The next script installs the appropriate config file based on the above template. Some things are sanitized. Shawn, who wrote the script, is a fan of zsh.




for ((i=1; i <= ${ninstances}; i++)); do
	instance=$(printf '%02d' ${i})

	for ((k=1; k <= ${ninstances}; k++)); do
		[ ${k} -eq ${i} ] && continue
		[ ${#family} -gt 0 ] && family="${family},"
		family="${family}EmeraldOnion$(printf '%02d' ${k})"
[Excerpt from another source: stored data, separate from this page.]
PR #289, opened 2017-04-09
Tpbot/Bot presentation in service

Mecharyry:
#### Problem
The `Bot` is able to automatically open a `hangout` when connected to the middleman server. When opening the `hangout` the `BotActivity` is torn down including any necessary presenters. Tearing down the presentation layer of the `Bot` automatically disconnects said `Bot` from the middleman server. 

#### Solution
Create a `BoundService` and perform all `Bot` actions in this service. For now, only the logic related to connecting and listening for moves has been moved. In the next PR the movement service will be added to the `BoundService` rather than having two independent services (if possible).
The unbinding of the `BotService` is performed in `onDestroy` ensuring that the service lives even when the app is moved to the background (similar how multi-window is handled). 

#### Screen Capture
No updates.

### DIFF
--- a/TelepresenceBot/mobile/src/main/AndroidManifest.xml
+++ b/TelepresenceBot/mobile/src/main/AndroidManifest.xml
@@ -16,7 +16,8 @@
     android:theme="@style/AppTheme"
     tools:ignore="AllowBackup,GoogleAppIndexingWarning">
 
-    <service android:name="com.novoda.tpbot.automation.HangoutJoinerAutomationService"
+    <service
+      android:name="com.novoda.tpbot.automation.HangoutJoinerAutomationService"
       android:permission="android.permission.BIND_ACCESSIBILITY_SERVICE">
       <intent-filter>
         <action android:name="android.accessibilityservice.AccessibilityService" />
@@ -58,6 +59,10 @@
 
     <service
       android:name="com.novoda.tpbot.bot.MovementService"
+      android:exported="false" />
+
+    <service
+      android:name="com.novoda.tpbot.bot.BotService"
       android:exported="false" />
 
   </application>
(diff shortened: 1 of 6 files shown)


TelepresenceBot/mobile/src/main/AndroidManifest.xml
```diff
@@ -60,6 +61,10 @@
       android:name="com.novoda.tpbot.bot.MovementService"
       android:exported="false" />
 
+    <service
+      android:name="com.novoda.tpbot.bot.BotService"
+      android:exported="false" />
+
```
jackSzm: 👍

TelepresenceBot/mobile/src/main/java/com/novoda/tpbot/bot/BotActivity.java
```diff
@@ -174,10 +174,15 @@ protected void onStop() {
             unbindService(serviceConnection);
             boundToMovementService = false;
         }
-        presenter.stopPresenting();
         super.onStop();
     }
 
+    @Override
+    protected void onDestroy() {
```
jackSzm: So basically we would still close the connection when activity is destroyed ?

So having this is mind when device would low run in memory and decide to kill the activities that are in the background , then the service would be destroyed as well right ?

Mecharyry: Yes exactly. We want it to be available as long as the activity is bound in the activity backstack. If the phone runs out of memory / the activity is killed by the user then everything is dropped, including the service.

jackSzm: LGTM then !

PR #292, opened 2017-04-14
[piano-hero] Move interfaces to core

ataulm:
The interfaces were all in `mobile` but these all were business concepts so could live in core.

The only issue was that the KeyListener interface had the `android.Log` import. Since this was only used in one View, I moved the logging implementation there.


blundell:
2 days ago! shoulda whatsapp'd me :)

piano-hero/core/src/main/java/com/novoda/pianohero/KeyListener.java
```diff
@@ -0,0 +1,8 @@
+package com.novoda.pianohero;
+
+interface KeyListener {
```
blundell: i'm not sure if this should be in core. it means _key_ as in _keyboard_ right, what about a voice interface? that would not have a key, therefore shouldn't this stay out of core?

ataulm: rename to NoteListener probably.

ataulm: commit b86cc27fc4eb0c73fd4903956dd801b1f4806b77
Author: Ataul Munim <hello@ataulm.com>
Date:   Tue Apr 18 09:21:08 2017 +0100

    Rename KeyListener to NoteListener

blundell:
it still doesn't need to be in `core` it's part of the Android View. The place where it gets sent to our core is `presenter.onNotesPlayed`

ataulm:
ah yeah you're right. The "NotesDispatcher" should also be in the `View` otherwise the presenter will have to handle different type of input

- user hold c
- presenter gets c
- user hold e
- presenter gets e, treats as {c e}
- user hold g
- presenter gets g, treats as {c e g}

rather than the clean "check this set of Notes":

- user hold c
- presenter gets {c}
- user hold e
- presenter gets {c e}
- user hold g
- presenter gets {c e g}

PR #298, opened 2017-05-22
Tpbot/network tweak

danybony:
Two small tweaks to make the network communication between human and bot working:

* Forward the commands received from the network to the serial
* Reduce the delay between repeated commands (so that the arduino doesn't go in timeout and keep executing the previously sent command)


blundell:
not much to comment on :D

blundell:
2 thumbs up, murrrrge

PR #299, opened 2017-05-22
Tpbot/save last server

danybony:
It's incredibly tedious to write every time the Socket IO address, so we are now storing it to shared prefs once we manage to successfully connect


TelepresenceBot/mobile/src/main/res/layout/switchable_server_declaration.xml
```diff
@@ -1,5 +1,5 @@
 <?xml version="1.0" encoding="utf-8"?>
-<com.novoda.tpbot.human.ServerDeclarationView xmlns:android="http://schemas.android.com/apk/res/android"
+<com.novoda.tpbot.controls.ServerDeclarationView xmlns:android="http://schemas.android.com/apk/res/android"
```
Mecharyry: 👍

TelepresenceBot/mobile/src/main/java/com/novoda/tpbot/bot/BotActivity.java
```diff
@@ -201,10 +208,11 @@ public void onServiceDisconnected(ComponentName componentName) {
     };
 
     @Override
-    public void onConnect(String room) {
+    public void onConnect(String room, String serverAddress) {
         debugView.showPermanently(getString(R.string.connected));
         switchableView.setDisplayedChild(1);
 
+        lastServerPreferences.saveLastConnectedServer(serverAddress);
```
blundell: is this a temporary hack?

otherwise : I would not be saving state inside the View, I would do it inside of the model (looks like it's called a service in your case). 

i.e. inside of `humanTelepresenceService.connectTo(serverAddress)` compose the `humanTelepresenceService` of SharedPreferences/LongtermStorage

Mecharyry: 💯 This should live in the presenter ideally. We should create an interface, because all of the presenters live in core and preferences is an implementation detail based on the environment, in this case, Android.  The presenter can then be responsible for telling the views etc of the initial server address and passing it off to the data layer. Thanks for mentioning this @blundell I didn't pick up on it, been too long away from this.

danybony: Good points @blundell, @Mecharyry.
I extracted an interface for the server address persistence and moved the two save invocations to the presenters (adding tests).
Have a look at https://github.com/novoda/spikes/pull/299/commits/2db5c21bd9c98ae19a6ddea1f1ff3b8580ef3ac9 and https://github.com/novoda/spikes/pull/299/commits/7d467488933c7ddaf9155a2f4f516a4d91046713

TelepresenceBot/core/src/main/java/com/novoda/tpbot/human/HumanPresenter.java
```diff
@@ -42,6 +47,7 @@ public void update(Result result) {
             if (result.isError()) {
                 humanView.onError(result.exception().get().getMessage());
             } else {
+                lastServerPersistence.saveLastConnectedServer(serverAddress);
```
blundell: this is fine 👍 , but you know a presenter is the "glue" between the model and the view.

you could argue that what you have here is still just glueing the two together, (the model being `HumanTelepresenceService` & `LastServerPersistence`) as it gets more complicated your presenter gets more and more collaborators.

If your presenter had only one dependency something like `HumanModel` (and this was composed of `HumanTelepresenceService` & `LastServerPersistence`) then the presenter stays relatively simple "gluing" the model to the view.
It will be your model that expands and gets bigger and bigger (which is awesome because this is where your domain is.)  Then if you decided "ok now we save the last connected address when the connection is established but I actually want to save it when the connection is attempted" the change would be made in the model (currently the change would be made in the presenter), this is clearly a domain & model decision - not the presenters, who should just be presenting data for the UI to be shown.

Food for thought :-)

Mecharyry: 🤔  interesting, I like the idea. Do you have an example? I would like to try the idea, I can't think of any drawbacks without trying it 👅

blundell: will DM you a private project :)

	sed -e "s/%%INSTANCE%%/${instance}/g" \
		-e "s/%%IP4ADDR%%/192.168.1.$((${i} + 10))/g" \
		-e "s/%%IP6ADDR%%/\[fe80::$((${i} + 10))\]/g" \
		-e "s/%%FAMILY%%/${family}/g" \
		tmpl.config > /usr/local/etc/tor/torrc@instance-${instance}
	mkdir -p /var/log/tor/instance-${instance}
	chown _tor:_tor /var/log/instance-${instance}
	chmod 700 /var/log/instance-${instance}

We then instructed the Tor rc script not to run the default instance of Tor:

# sysrc tor_disable_default_instance=YES

Then we tell the rc system which Tor instances we want to run and set Tor to start at boot:

# sysrc tor_instances="instance-01 instance-02 instance-03 instance-04 instance-05"
# sysrc tor_enable=YES

Then we start Tor. The first time the Tor rc script starts Tor, it will create the data and logging directories for you with the proper permissions.

# service tor start

Keeping HardenedBSD and Tor Up-To-Date

Updating HardenedBSD is simple with hbsd-update. We publish updates for base periodically. Feel free to use hbsd-update as often as you’d like to check for updates to the base operating system.

For example:

# hbsd-update
# shutdown -r now

To update your packages, including Tor, use:

# pkg upgrade

Tor Service Management Basics

The tor rc script uses SIGINT when shutting Tor down. This causes Tor to shutdown in an ungraceful manner, immediately halting connections from clients. Instead of using the traditional service tor stop command, directly issue SIGTERM to the instance you wish to stop.

# service tor status instance-01
tor is running as pid 70918.
# kill -SIGTERM 70918

If you’d like to stop all instances in a graceful way at the same time:

# killall -SIGTERM tor

In a multi-instance setup, you can tell the service command which instance you want to control by appending the instance name (the portion after the @ symbol of the torrc file) at the end of the command. For example, to reload the config file for instance-01, issue the following command:

# service tor reload instance-01

If you want to reload the config file for all instances, simply remove the instance name from the above command. The rc script will issue the reload command across all instances.

If you’d like to look at an instance’s log file, you can use the tail command:

# tail -f /var/log/tor/instance-01/notices.log

Future Work

In the future, we would like to further harden our Tor setup by having each instance deployed in its own HardenedBSD jail. Once that is complete, we will document and publish the steps we took.